米国を代表する名車 フォード・サンダーバードの栄光と衰退(後編) ダウンサイズと幕引き
公開 : 2025.12.20 11:45
1955年に登場したフォード・サンダーバードは、半世紀、11世代にわたり生産された高級志向のパーソナルカーです。音楽や映画など、ポップカルチャーにも幅広く影響を与えたサンダーバードの歴史を振り返ります。
もくじ
ーダウンサイジングの始まり
ーどの世代も上回る総生産台数
ーさらにダウンサイズ
ー顧客はダウングレードと見なす
ージャッキー・スチュワートが開発に関与
ー販売台数の回復
ーNASCARでの勝利
ー新プラットフォーム『MN12』を採用
ー当初はV8エンジン設定なし
ーアンダーバードの活躍
ー4年の羽休め
ーレトロなデザインで復活
ー映画『007/ダイ・アナザー・デイ』で活躍
ー幕引きは初代モデル発売からちょうど半世紀を過ぎた頃
ダウンサイジングの始まり
1977年から1979年の7代目サンダーバードは、先代モデルより明らかに小型化され、約990ポンド(約450kg)軽くなっている。これは、1974年に発売されたエリートをベースにしているためだ。ボディスタイルは再び2ドア・クーペのみとなった。
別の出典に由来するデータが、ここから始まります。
PR #28842, opened 2015-03-12
Bug 1141500 - Avoid lengthy work before utility tray animation. r=mhenretty

Cwiiis:


try-server-hook:
[Cwiiis Chris Lord (Cwiiis)](https://github.com/Cwiiis) started tests. [Results](https://treeherder.mozilla.org/ui/#/jobs?repo=gaia-try&revision=4601a8a9c1ec)

try-server-hook:
[Cwiiis Chris Lord (Cwiiis)](https://github.com/Cwiiis) started tests. [Results](https://treeherder.mozilla.org/ui/#/jobs?repo=gaia-try&revision=9e27ad4ceb4d)

try-server-hook:
[Cwiiis Chris Lord (Cwiiis)](https://github.com/Cwiiis) started tests. [Results](https://treeherder.mozilla.org/ui/#/jobs?repo=gaia-try&revision=9ac7475b914d)

apps/system/js/utility_tray.js
```diff
@@ -97,13 +100,33 @@ window.UtilityTray = {
     Service.register('makeAmbientIndicatorInactive', this);
   },
 
+  /*
+   * The time after which we shouldn't use motion events to determine the
+   * speed of the utility tray opening/closing, in milliseconds.
+   */
+  VELOCITY_THRESHOLD: 50,
```
mikehenrty: nit: name is a little misleading, since this value is in ms an not px/ms. What about something like `SWIPE_TIME_THRESHOLD`?

apps/system/js/utility_tray.js
```diff
@@ -236,7 +259,15 @@ window.UtilityTray = {
           evt.preventDefault();
         }
 
+        var oldDelta = this.lastDelta;
+
         this.onTouchMove(evt.touches[0]);
+
+        var move = this.lastDelta - oldDelta;
+        if (Math.abs(move) > 0) {
```
mikehenrty: What about in the case where we are touch moving with a constant velocity? As unlikely as that seems, if we had two identical delta Ys in a row we wouldn't count that as a move, and I'm not sure that is what we want here?

apps/system/js/utility_tray.js
```diff
@@ -236,7 +259,15 @@ window.UtilityTray = {
...
+          this.lastTime = evt.timeStamp;
+          this.lastMove = move;
+        }
```
mikehenrty: A couple of notes here. First, this logic would make more sense to me if it were inside the `onTouchMove` function. Relying on `onTouchMove' to modify `this.lastDelta` seems a little funky and would be clearer if it was inline in the function. I guess we would need to pass the event timeStamp into the `onTouchMove`.

Second, `this.lastMove` is the change in Y deltas between confirmed touched moves, which means it's giving us an acceleration/deceleration if I'm understanding it correctly. I guess the onTouchMove might not be called with constant dt, but assuming performance is relatively consistent, I think `this.lastMove` is more or less telling us the change in swipe velocity. Assuming that is the case, how does change in velocity vs. whether or not the utility tray is shown [1] tell us whether or not to use velocity based animation? Shouldn't we be more concerned about velocity of the swipe (ie whether that is negative or positive) rather than acceleration of the swipe?

1.) https://github.com/mozilla-b2g/gaia/pull/28842/files#diff-690ac4f812d69b66c808d3e430042345R432

apps/system/js/utility_tray.js
```diff
@@ -251,6 +282,7 @@ window.UtilityTray = {
           return;
         }
 
+        this.lastTime = evt.timeStamp - this.lastTime;
```
mikehenrty: nit: it seems weird that `this.lastTime` starts life as a timestamp, but then becomes a time delta. I think better would be to call it `this.touchStartTime` or something above, and then in the `onTouchEnd` function itself we could calculate the delta time as a local var. Like the above comment about passing in the event timeStamp to `onTouchStart` we would have to do the same thing here with the event timeStamp to `onTouchEnd`.

apps/system/js/utility_tray.js
```diff
@@ -396,6 +428,17 @@ window.UtilityTray = {
       var significant = (Math.abs(this.lastDelta) > (this.screenHeight / 5));
       var shouldOpen = significant ? !this.shown : this.shown;
 
+      if (significant && this.lastTime <= this.VELOCITY_THRESHOLD &&
```
mikehenrty: I'm not sure I understand what the velocity threshold does. It seems like the spirit is to prevent a really slow drag from becoming a really slow animation? In that case, would it be better to just calculate the final velocity, and use a velocity threshold based on px/ms rather than just ms? Right now, with how `this.lastTime` gets updated (which appears to be only when the swipe is accelerating/decelerating) it's unclear what this does.

apps/system/js/utility_tray.js
```diff
@@ -434,64 +477,98 @@ window.UtilityTray = {
...
+    if (instant || style.transform === '') {
+      this.afterHide();
+    } else if (this.hideStartCallback === null) {
+      // We want to remove the utility-tray class from the screen at the start
+      // of the animation, but if we do it outside of a timeout, the work will
+      // align with the start of the animation and cause a noticeable delay.
+      this.hideStartCallback = setTimeout(() => {
+        this.hideStartCallback = null;
+        this.screen.classList.remove('utility-tray');
+      }, 20);
```
mikehenrty: Neat trick!

apps/system/js/utility_tray.js
mikehenrty: Ahhh, sorry I had misunderstood what `this.lastDelta` was. It's not the delta from the last touch move, but the delta from touch start. So you can ignore that second part from the comment above.

apps/system/js/utility_tray.js
mikehenrty: Ignore this comment, I misunderstood what `this.lastDelta` is.

try-server-hook:
[Cwiiis Chris Lord (Cwiiis)](https://github.com/Cwiiis) started tests. [Results](https://treeherder.mozilla.org/ui/#/jobs?repo=gaia-try&revision=58ae7ca9c084)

サンダーバードが新型エンジンを搭載して登場する時代は終わった。1960年代に開発された、「ウィンザー」や「クリーブランド」と呼ばれるスモールブロックV8エンジンを採用。前者は302ci(4.9L)、後者は351ci(5.8L)または400ci(6.6L)である。

どの世代も上回る総生産台数
このサンダーバードは、過去最高の人気を得た。1977年だけで31万8140台が生産され、これは他のどの世代の総生産台数をも上回る数字だ。1978年にはさらに伸び、わずか3年のモデルライフで累計生産台数は95万5032台に達した。
人気はさらに広がり、ほぼ同一の車両がマーキュリー・クーガーのクーペ版としても販売された(生産台数はやや少ない)。クーガーの歴史は1997年までサンダーバードと並行して続いた。

さらにダウンサイズ
小型サンダーバードの人気に後押しされたのか、フォードは1980年のモデルイヤーで8代目を導入した。1966年以来のモノコック構造を採用し、1978年のフォード・マーベリックとマーキュリー・ゼファーに初採用されたフォックス・プラットフォームをベースとしている。
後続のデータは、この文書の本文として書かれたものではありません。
PR #33201, opened 2015-11-14
Bug 1224395 - Back button arrow has no functionality in Message Settings or in Homescreen Settings r=gasolin

andrenatal:


autolander:
Running tests
https://treeherder.mozilla.org/#/jobs?repo=gaia&revision=07500c773ff38367d5dee370e050af48f22d8886

apps/settings/manifest.webapp
```diff
@@ -44,7 +44,8 @@
         "target": "device"
        },
       "href": "index.html#activity-configure",
-      "disposition": "inline"
+      "disposition": "inline",
+      "returnValue": true
```
julienw: Hey Andre, Fred, I just wonder if it could be more right to use window.close instead of postResult ? Because the "configure" activity is not really returning anything...

andrenatal: Sorry @julienw, but I read this message after flag the patch as checkin-needed. Yes, maybe we can change the calls. Do you know where's the right place postResult is called?

julienw: I see `js/activity_handler.js` has a function `postResult` that could maybe be changed ? It seems to be the only place that calls postResult. It can take a "result" but I see it's always called either without a parameter or with `null`.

ウィンザーV8エンジンが引き続き採用されたが、大型の5.0L版でさえ133psしか出せなかった。さらに低出力のバージョンとして、1963年デビューの3.3L直列6気筒、あるいは3.3LのエセックスV6も用意されていた。後者は名称とは裏腹に英国製ではなく、カナダで生産されたエンジンだ。

顧客はダウングレードと見なす
8代目サンダーバードは装備が充実したほか、比較的軽量だったためハンドリングも評価された。しかし、サイズが大幅に縮小されたことから従来の顧客層の支持を得られず、V8専用だったラインナップに直列6気筒を追加したことも、燃費重視の時代性に沿った判断ではあるが、顧客からはダウングレードと見なされたようだ。
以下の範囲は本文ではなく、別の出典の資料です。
PR #33220, opened 2015-11-16
Bug 1219704 - Implement *test_play_ogg_video.py* as an integration te…

russnicoletti:
…st in JavaScript


autolander:
Running tests
https://treeherder.mozilla.org/#/jobs?repo=gaia&revision=f2396d68147a4bac6e54229463f8aa9a35e5648f

autolander:
Running tests
https://treeherder.mozilla.org/#/jobs?repo=gaia&revision=e4286918ccdbdd26773c870ba7066153df414c09

autolander:
Running tests
https://treeherder.mozilla.org/#/jobs?repo=gaia&revision=032e46eb1d8d65ec4618a1e7fd895eca1e5e1c1d

autolander:
Running tests
https://treeherder.mozilla.org/#/jobs?repo=gaia&revision=201d86a80315c34391ab8d8a216b4f25219c7a18

autolander:
Running tests
https://treeherder.mozilla.org/#/jobs?repo=gaia&revision=a144e607423846ceb7f1998db11d66c9ebb68b97

autolander:
Running tests
https://treeherder.mozilla.org/#/jobs?repo=gaia&revision=7d987484064b7ae34ca4cc0bc899b2a06046fcc0

apps/video/test/marionette/manifest.ini
```diff
@@ -1,2 +1,3 @@
 [video_list_test.js]
 [overlay_test.js]
+[play_multiple_types_test.js]
```
davidflanagan: This file is actually unused and was just removed by bug 1225552 a couple of days ago. That's presumably why the patch is bitrotted.

apps/video/test/marionette/play_multiple_types_test.js
```diff
@@ -0,0 +1,65 @@
...
+    app = new Video(client);
+  });
+
+  function verifyVideo(type, done) {
+    var title = 'VID_0001';
+    var filename = title + '.' + type;
+
+    client.fileManager.add({
+      type: 'videos',
+      filePath: 'test_media/Movies/' + filename
```
davidflanagan: the test_media/ directory is not really owned by anyone. I'd prefer it if you put all of the videos that these tests depend on inside the video app directory, so that they don't get deleted or renamed by someone who doesn't know what they are there for.  I suggest creating a new directory apps/video/test/videos/ and putting the new files in that.

apps/video/test/marionette/play_multiple_types_test.js
```diff
@@ -0,0 +1,65 @@
...
+
+  setup(function() {
+    // Remove all files in temp device storage.
+    client.fileManager.removeAllFiles();
+    selectors = Video.Selector;
+    app = new Video(client);
+  });
+
+  function verifyVideo(type, done) {
+    var title = 'VID_0001';
```
davidflanagan: How about changing this and the filenames to "test" or "sample".  That might make it more obvious what the files are for.

apps/video/test/marionette/lib/video.js
```diff
@@ -130,14 +133,30 @@ Video.prototype = {
...
 
   /**
    * @return {Marionette.Element} video player element.
    */
   get player() {
-    return this.client.findElement(Video.Selector.player);
+    return this.client.helper.waitForElement(Video.Selector.player);
+  },
+
+  showControls: function() {
```
davidflanagan: I wonder about this method name. If you call it a second time it will actually hide the controls, right?  I think you should either make this something like ensureControlsShowing() . Or you should just get rid of the method and just call app.player.tap() directly in the test.

apps/video/test/marionette/lib/video.js
```diff
@@ -130,14 +133,30 @@ Video.prototype = {
...
+    this.player.tap();
```
davidflanagan: Should you do a waitForElement() here to make sure that the controls are visible before you return?  That would only make sense if you were able to first make sure that they were not already visible before you called tap.

apps/video/test/marionette/play_multiple_types_test.js
```diff
@@ -0,0 +1,65 @@
...
+    // To avoid timing issues with the controls
+    // being auto-hidden when the video is first
+    // played, wait for controls to be hidden, then
+    // show them, by tapping on the video player.
+    setTimeout(function() {
+      app.showControls();
+      // Verify the video has begun playing and the
+      // title has been read properly.
+      var elapsedTime = app.elapsedTime();
+      assert(elapsedTime > '00:00');
```
davidflanagan: This assertion will pass even if the player is displaying 'undefined' or "NaN" instead of an actual time.
I think you want something like: `parseInt(elapsedTime.split(':').pop()) > 0`

apps/video/test/marionette/play_multiple_types_test.js
```diff
@@ -0,0 +1,65 @@
...
+    app.tapThumbnail(0);
+    // To avoid timing issues with the controls
+    // being auto-hidden when the video is first
+    // played, wait for controls to be hidden, then
+    // show them, by tapping on the video player.
+    setTimeout(function() {
+      app.showControls();
+      // Verify the video has begun playing and the
+      // title has been read properly.
+      var elapsedTime = app.elapsedTime();
```
davidflanagan: You have only waited 500ms at this point. If everything runs really quickly, the elapsed time might still be 00:00 at this point.

apps/video/test/marionette/lib/video.js
davidflanagan: Okay, reading the docs, it looks like you can do something like
```
var elapsed = this.client.findElement(Video.Selector.elapsedTime)
if (!elapsed.displayed()) {
   this.player.tap();
   this.client.waitFor(function() { return elapsed.displayed(); }
}
```

I do not understand how marionette works, so I'm not confident that that function does what I think it does, though.

apps/video/test/marionette/lib/video.js
```diff
@@ -130,14 +133,30 @@ Video.prototype = {
...
+  },
+
+  elapsedTime: function() {
+    var timeElem =
+      this.client.helper.waitForElement(Video.Selector.elapsedTime);
```
davidflanagan: If it is not displayed, this will block forever, I think. Maybe better to use findElement here?

I suppose that by doing this, it means that you don't need to have a wait after you call tap(). It would be cleaner to put the tap() in the ensureControlsShowing() function, though.

apps/video/test/marionette/lib/video.js
```diff
@@ -130,14 +133,30 @@ Video.prototype = {
...
+    return timeElem.text();
+  },
+
+  videoTitle: function() {
+    var titleElem =
+      this.client.helper.waitForElement(Video.Selector.videoTitle);
```
davidflanagan: Same issue here. Should you just use findElement()?

apps/video/test/marionette/play_multiple_types_test.js
```diff
@@ -0,0 +1,65 @@
...
+      type: 'videos',
+      filePath: 'test_media/Movies/' + filename
+    });
+    app.launch();
+    app.tapThumbnail(0);
+    // To avoid timing issues with the controls
+    // being auto-hidden when the video is first
+    // played, wait for controls to be hidden, then
+    // show them, by tapping on the video player.
+    setTimeout(function() {
```
davidflanagan: Instead of setTimeout, I think you can do `client.helper.waitForElementToDisappear(selectors.elapsedTime)`

apps/video/test/marionette/play_multiple_types_test.js
```diff
@@ -0,0 +1,65 @@
...
+  function verifyVideo(type, done) {
+    var title = 'VID_0001';
+    var filename = title + '.' + type;
+
+    client.fileManager.add({
+      type: 'videos',
+      filePath: 'test_media/Movies/' + filename
+    });
+    app.launch();
+    app.tapThumbnail(0);
```
davidflanagan: I don't actually understand why this works. The launch() method does not wait for metadata parsing to complete, so when launch() returns there might not be any thumbnails displayed.  tapThumbnail() does a findElements() to find all thumbnails.Does that method wait until at least one match is found? I suppose it probably does. But notice that this code would not work reliably if you tried tapThumbnail(1). Because findElements() might return with an array that only had the first thumbnail.

Anyway, my point here is that it might be nice to have an explicit test here to see if there are any thumbnails. If metadata parsing fails, this line will just timeout after 20 seconds, I think. You'll get a test failure but not an informative error message.   If we're not able to play the video then we're probably not able to create a thumbnail for it.  If you try running the test with a corrupt or unsupported video file, it will probably fail here with a timeout.  

So it would be nice if there was some other way to wait for metadata parsing to be complete and then check to see how many thumbnails were created without blocking.

If you don't want to fix all this, how about just simplifying and commenting:

```
// Wait for a thumbnail to appear and then tap it.
// Note that if this test fails it will probably fail with a timeout on this call
app.thumbnail.tap();
```

apps/video/test/marionette/play_multiple_types_test.js
```diff
@@ -0,0 +1,65 @@
...
+  });
+  test('play ogg video', function(done) {
+    verifyVideo('ogg', done);
+  });
+  test('play ogv video', function(done) {
+    verifyVideo('ogv', done);
+  });
+  test('play webm video', function(done) {
+    verifyVideo('webm', done);
+  });
```
davidflanagan: If you can solve the waiting for thumbnails to appear issue described above, then you could refactor this to run one test with four videos and four thumbnails.  Does marionette do a full reboot between each test?  If you can play four videos in one test that is probably much faster than four separate tests. But I'm only suggesting you do that if it is easy and robust.

apps/video/test/marionette/play_multiple_types_test.js
davidflanagan: Maybe you should check the elapsedTime() value, test that it is in the mm:ss format you expect, and then use a client.waitFor() call to wait for the second value to become larger.

autolander:
Running tests
https://treeherder.mozilla.org/#/jobs?repo=gaia&revision=dc182b518e0fa6f9add27ec33a42bd48cf10ab06

autolander:
Running tests
https://treeherder.mozilla.org/#/jobs?repo=gaia&revision=9caf463e3aa024f7856d4e23d50e2b28588f8cb5

apps/video/test/marionette/lib/video.js
```diff
@@ -130,14 +134,79 @@ Video.prototype = {
...
+
+    // Ensure when we tap on the player view the video controls are not
+    // displayed -- they are displayed when the video first plays and then
+    // they are automatically hidden.
+    //
+    // Wait for controls to appear as the video begins to play. Specify
+    // a timeout to account for the controls having already been displayed
+    // and auto-hidden.
+    this.client.waitFor(function()
+      { return elapsedElem.displayed(); },
```
davidflanagan: nit: This is awkward formatting because the function body looks just like the object literal below it.  If you can fit this on the line above, I think that would be best.  Or at least put the { on the line above

apps/video/test/marionette/lib/video.js
```diff
@@ -130,14 +134,79 @@ Video.prototype = {
...
+    // Tap to display the controls and wait for them to be displayed.
+    this.player.tap();
+    this.client.waitFor(function() { return elapsedElem.displayed(); });
+
+    // Wait for the video to play for at least one second (to allow
+    // for validation checks).
+    var getElapsedTimeSecondsFunc = this.getElapsedTimeSeconds.bind(this);
+    this.client.waitFor(function() {
+      return getElapsedTimeSecondsFunc() > 0;
+    });
```
davidflanagan: It seems a little odd to me to put this wait here in the waitForControls() function rather than in the test itself.

Can we use arrow functions in marionette tests yet? If so, this seems like a perfect place to do so because then you could just use this.getElapsedTimeSeconds() in the function.

apps/video/test/marionette/lib/video.js
```diff
@@ -130,14 +134,79 @@ Video.prototype = {
...
+  },
+
+  /**
+   * Taps 'back' button on gaia-header to return from the video player view
+   * to the thumbnails view.
+   */
+  back: function() {
+    var playerHeader = this.client.findElement(Video.Selector.playerHeader);
+    this.client.switchToShadowRoot(playerHeader);
+    var actionButton = this.client.helper.waitForElement('.action-button');
```
davidflanagan: nit: should this selector be in Video.Selector?

davidflanagan: maybe it shouldn't. Its almost like there should be a gaia-header library for tests or something.  But this code is probably fine as it is for now.

apps/video/test/marionette/lib/video.js
```diff
@@ -147,6 +216,23 @@ Video.prototype = {
...
+  get thumbnails() {
+    return this.client.findElements(Video.Selector.thumbnail);
+  },
+
+  waitForThumbnails: function(num) {
+    var thumbnails = this.thumbnails;
+
+    this.client.helper.waitFor(function() {
+      return thumbnails.length === num;
+    });
```
davidflanagan: You query the thumbnails once, get an array of them, and then wait for the length of that array to change.  As far as I can tell, thumbnails.length is never going to change. If it isn't === num before you call waitFor, I can't see how it is going to change while you wait. Maybe I don't understand marionette, but it seems to me that you need to be calling findElements() inside of the waitFor function.

apps/video/test/marionette/play_multiple_types_test.js
```diff
@@ -0,0 +1,69 @@
...
+        'device.storage.testing': true,
+        'device.storage.prompt.testing': true
+      }
+    }
+  });
+
+  setup(function() {
+    // Remove all files in temp device storage.
+    client.fileManager.removeAllFiles();
+    selectors = Video.Selector;
```
davidflanagan: This is unused

apps/video/test/marionette/play_multiple_types_test.js
```diff
@@ -0,0 +1,69 @@
...
+    });
+
+    app.launch();
+    app.waitForThumbnails(types.length);
+    var thumbnails = app.getThumbnails();
+
+    for (var i = 0; i < thumbnails.length; i++) {
+
+      app.tapThumbnail(i);
+      app.waitForControls();
```
davidflanagan: Earlier I'd said I thought it was weird to have the code that waits for the time to be updated as part of waitForControls(). But now I realize that you could just rename that function to app.waitForVideoToStartPlaying() and it would be fine. The whole waiting for the controls thing is just an implementation detail so you can look at the elapsed time, so how about just renaming this?

apps/video/test/marionette/play_multiple_types_test.js
```diff
@@ -0,0 +1,69 @@
...
+      var expectedTitle = 'Test ' + types[i] + ' video';
+      assert(app.videoTitle(), expectedTitle);
+
+      // Go back to the thumbnail view.
+      app.back();
+
+      // Scroll the thumbnails a bit after each video is played
+      // to ensure the thumbnails are displayed when they are
+      // 'tapped'.
+      actions.flick(thumbnails[i], 0, 0, 0, -30).perform();
```
davidflanagan: Yuck! Too bad this is necessary, but I'm glad you figured out a workaround

apps/video/test/marionette/lib/video.js
russnicoletti: The function is getting the thumbnails element. The element may or may not have been fully constructed when we first get the reference to it. The metadata loading process will add list items to the element so 'thumbnails.length' will change if the metadata loading process is still active after findElement is invoked.

apps/video/test/marionette/play_multiple_types_test.js
russnicoletti: I contemplated other solutions but this seemed the most straightforward, and it was oddly rewarding to learn how to scroll using marionette. I say 'oddly' because I find the whole UI testing -- manipulating a UI remotely -- to be kind of magical.

apps/video/test/marionette/play_multiple_types_test.js
russnicoletti: I like the idea to leave the function as it is and to rename it as you suggest. Thanks for that suggestion.

apps/video/test/marionette/lib/video.js
russnicoletti: I've moved the selector into Video.Selector; I find that better than leaving it hard-coded. If in the future there is a gaia-header test library, we can remove the selector and the 'back' function.

autolander:
Running tests
https://treeherder.mozilla.org/#/jobs?repo=gaia&revision=f3bcd6e58897ab3654aa40a9db9ffc756985a6ca

autolander:
Running tests
https://treeherder.mozilla.org/#/jobs?repo=gaia&revision=61ff1fdc4f6f2987bac496ab0c918f569f68dde8

apps/video/test/marionette/lib/video.js
```diff
@@ -130,14 +135,77 @@ Video.prototype = {
...
+    this.client.switchToShadowRoot();
+  },
+
+  getElapsedTime: function() {
+    var elapsedTimeElem = this.client.findElement(Video.Selector.elapsedTime);
+    return elapsedTimeElem;
+  },
+
+  getElapsedTimeSeconds: function() {
+    return this.getElapsedTime().text().split(':').pop();
```
davidflanagan: I thought you had a parseInt() in here. As it stands you're comparing this string to a number up above on line 179. It works, but only because JS is weird that way. I think it would be better to modify this function to return a number.

apps/video/js/db.js
```diff
@@ -153,6 +153,7 @@ function addVideo(videodata) {
 
   // Create the thumbnail view for this video and insert it at the right spot
   var view = thumbnailList.addItem(videodata);
+
```
davidflanagan: You should probably remove this new line before landing. I assume this is an accidental insertion from adding and removing logging statements or something.

autolander:
Running tests
https://treeherder.mozilla.org/#/jobs?repo=gaia&revision=132ab51937a8a94a861d0e3d729634a0554953ea

autolander:
Running tests
https://treeherder.mozilla.org/#/jobs?repo=gaia&revision=1b89d66a91ec0941e6edbb61b8595b4762ca8c8c

autolander:
Running tests
https://treeherder.mozilla.org/#/jobs?repo=gaia&revision=66103346b9b9f3856758f0f7b28b889d7d2ebb94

いずれにせよ、この8代目は販売面では失敗作となった。3年間の生産台数は、先代モデルを大幅に下回る。

ジャッキー・スチュワートが開発に関与
8代目で苦杯を喫したフォードは、9代目サンダーバードで大幅な改良に取り組んだ。引き続きフォックス・プラットフォームをベースとしつつも、スタイリングはより現代的で空力性能に優れたものになり、ハンドリング(F1世界チャンピオンに3度輝いたジャッキー・スチュワートが開発に関与)も改善された。
4.9LウィンザーV8(フォードでは5.0Lと表記)と3.8LセックスV6は継続採用されたが、サンダーバード史上最小のエンジンもラインナップに加わった。リマと呼ばれる2.3Lのターボチャージャー付き直列4気筒エンジンは、最高出力155psを発揮する。